* MATERIAL SHOWN *

+++

PR #5929, opened 2026-05-15
Docs: update vector set bruno docs with better examples

dantovska:
# What

Update vector set bruno docs with better examples, using the basic straightforward compass as a vector set key name and the sides of the world as vector set elements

+++

* ACTION ITEM *
Only the lines from the one with "Docs: update vector" through the end of the records above are to be copied, exactly as written.

* REPLY *
Docs: update vector set bruno docs with better examples

dantovska:
# What

Update vector set bruno docs with better examples, using the basic straightforward compass as a vector set key name and the sides of the world as vector set elements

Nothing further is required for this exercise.